Multiple agents provided opinions on: {task}
Opinions:
{json.dumps(opinions, indent=2)}
What is the consensus among these agents? Highlight any disagreements.
"""
else:
# method == "debate": have agents discuss opinions
consensus_prompt = f"""
Synthesize these diverse opinions into a balanced recommendation.
"""
consensus_response = client.messages.create(
model="claude-3-5-sonnet-20241022",
max_tokens=1024,
messages=[{"role": "user", "content": consensus_prompt}]
)
return consensus_response.content[0].text
Key Takeaways
- Multi-agent systems assign specialized roles (research, analysis, writing) to improve accuracy and scale
- Manager-worker architectures use a coordinator to route tasks to specialists and aggregate results
- Peer-to-peer networks enable agents to collaborate without hierarchy (debates, consensus-building)
- Route requests based on agent specialization; agents should focus on what they do best
- Handle disagreement and failures by aggregating opinions or falling back to a primary agent
Frequently Asked Questions
How many agents should I have?
Start with 2-3 specialists.
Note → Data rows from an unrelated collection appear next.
PR #379, opened 2023-04-26
fix:Compatible with version 0.72

NiuGuohui:
## Summary
The Geometry.h file is deprecated and will be removed in the next version of React Native.

### DIFF
--- a/common/cpp/react/renderer/components/safeareacontext/RNCSafeAreaViewState.h
+++ b/common/cpp/react/renderer/components/safeareacontext/RNCSafeAreaViewState.h
@@ -1,7 +1,7 @@
 #pragma once
 
 #include <react/renderer/components/safeareacontext/Props.h>
-#include <react/renderer/graphics/Geometry.h>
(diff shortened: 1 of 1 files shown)


jacobp100:
What are we using from this file?

NiuGuohui:
> What are we using from this file?

I don't know, but it will be an error in RN0.72.

jacobp100:
What versions of RN does this file exist in? Will we be breaking older versions?

janicduplessis:
I think we need to import `RectangleEdges.h` not `Float.h` since we are using the `EdgeInsets` type, this is where it is defined.

I verified and this header was added a very long time ago so it will be backwards compatible.

NiuGuohui:
> I think we need to import `RectangleEdges.h` not `Float.h` since we are using the `EdgeInsets` type, this is where it is defined.
> 
> I verified and this header was added a very long time ago so it will be backwards compatible.

You're right!

janicduplessis (approved):

Issue #295, opened 2022-07-07
Add forwardRef to SafeAreaView.web.tsx


paulpopiel:
https://github.com/th3rdwave/react-native-safe-area-context/blob/ccce005593e19fd24ab27f5e3f9d3f2c00d220c7/src/SafeAreaView.web.tsx#L22

Web version of SafeAreaView is missing a forwardRef passing the ref to the underlying returned View.

e.g. similar to mobile version:
https://github.com/th3rdwave/react-native-safe-area-context/blob/main/src/SafeAreaView.tsx

jacobp100:
Would you be willing to submit a PR?

antoine-cottineau:
Should we close this? I think my PR has implemented what was expected 🙂

PR #383, opened 2023-04-28
Allow web's SafeAreaView to forward ref to its underlying view

antoine-cottineau:
## Summary

This PR solves the issue #295 by adding the ability for the web's `SafeAreaView` to forward the ref to the underlying `View`.

## Test Plan

I run the code by creating a basic Expo app and patching it with my changes.

### DIFF
--- a/src/SafeAreaView.web.tsx
+++ b/src/SafeAreaView.web.tsx
@@ -1,7 +1,11 @@
 import * as React from 'react';
 import { View, StyleSheet } from 'react-native';
 import { useSafeAreaInsets } from './SafeAreaContext';
-import type { Edge, NativeSafeAreaViewProps } from './SafeArea.types';
+import type {
+  Edge,
+  NativeSafeAreaViewInstance,
+  NativeSafeAreaViewProps,
+} from './SafeArea.types';
 
 // prettier-ignore
 const TOP    = 0b1000,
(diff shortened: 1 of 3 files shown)


janicduplessis (changes requested):
Looks good, can you just fix the formatting in SafeAreaView.web.tsx?

antoine-cottineau:
It should be good now 🙂

src/SafeAreaView.web.tsx
```diff
@@ -19,67 +23,66 @@ const edgeBitmaskMap: Record<Edge, number> = {
...
 };
 
-export function SafeAreaView({
-  style = {},
-  mode,
-  edges,
-  ...rest
-}: NativeSafeAreaViewProps) {
-  const insets = useSafeAreaInsets();
+export const SafeAreaView: React.ForwardRefExoticComponent<
```
jacobp100, line 26: Do we need to annotate this type? It should be inferred from forwardRef, and might make the line breaking less aggressive

src/SafeAreaView.web.tsx
```diff
@@ -19,67 +23,66 @@ const edgeBitmaskMap: Record<Edge, number> = {
...
+  NativeSafeAreaViewProps & React.RefAttributes<NativeSafeAreaViewInstance>
+> = React.forwardRef<NativeSafeAreaViewInstance, NativeSafeAreaViewProps>(
+  ({ style = {}, mode, edges, ...rest }, ref) => {
```
jacobp100, line 29: If we take `props` here and destructure it inside the component body, does it avoid the extra indentation?

jacobp100 (approved):
Looks good! Just a few things that might make the formatting less indented

src/SafeAreaView.web.tsx
antoine-cottineau: Yes it removes a level of indentation! I thought we wanted to have the type explicitly written like in `SafeAreaView.tsx`.

src/SafeAreaView.web.tsx
antoine-cottineau: Not needed anymore as removing the return type was enough to remove the extra indentation.

src/SafeAreaView.web.tsx
janicduplessis: Can you also remove it from SafeAreaView.tsx for consistency?

antoine-cottineau: Yes! Done 😉

janicduplessis (approved):
Looks good! Thanks for fixing this

antoine-cottineau:
My pleasure 🙂

janicduplessis:
I might have messed something up, I published 4.5.3 which seems fine. Thanks for finding this.

PR #407, opened 2023-07-03
Update safe area frame when keyboard shows/hides

jacobp100:
When the keyboard shows/hides in pageSheet/formSheet presentation styles, the modal is pushed partially up, so the `y` position changes

### DIFF
--- a/ios/Fabric/RNCSafeAreaProviderComponentView.mm
+++ b/ios/Fabric/RNCSafeAreaProviderComponentView.mm
@@ -24,6 +24,15 @@ using namespace facebook::react;
   if (self = [super initWithFrame:frame]) {
     static const auto defaultProps = std::make_shared<const RNCSafeAreaProviderProps>();
     _props = defaultProps;
+
+    [NSNotificationCenter.defaultCenter addObserver:self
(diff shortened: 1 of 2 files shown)


janicduplessis:
Do we need to cleanup the observer when the view is removed?

jacobp100:
Technically no - but I can add it if you’d feel more comfortable

https://developer.apple.com/documentation/foundation/notificationcenter/1413994-removeobserver

> If your app targets iOS 9.0 and later or macOS 10.11 and later, and you used [addObserver(_:selector:name:object:)](https://developer.apple.com/documentation/foundation/notificationcenter/1415360-addobserver), you do not need to unregister the observer. If you forget or are unable to remove the observer, the system cleans up the next time it would have posted to it.

jacobp100:
That said - it might be necessary to do more granular for fabric, which recycles components. Do you know where that logic is meant to go? Maybe in `didMoveToWindow`, and either subscribe when the window is non-nil, then unsubscribe when the window is nil?

janicduplessis (approved):

janicduplessis:
I think this is fine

Each adds complexity and API calls. More than 5 agents often introduces coordination overhead that exceeds benefits. Use a single generalist agent for simple tasks.
Can agents call other agents?
Yes, but carefully. Nested agent calls multiply API costs and latency. Use a shallow hierarchy: manager calls workers, not workers calling other workers.
How do I ensure agents don't contradict each other?
Share context explicitly. Give all agents a summary of prior decisions. Use a shared "facts" document they reference. Agree on terminology upfront.
What if an agent fails?
Catch errors in the orchestration layer. If a research agent fails, skip its results or use a fallback search tool. Log failures and retry with a different model or approach.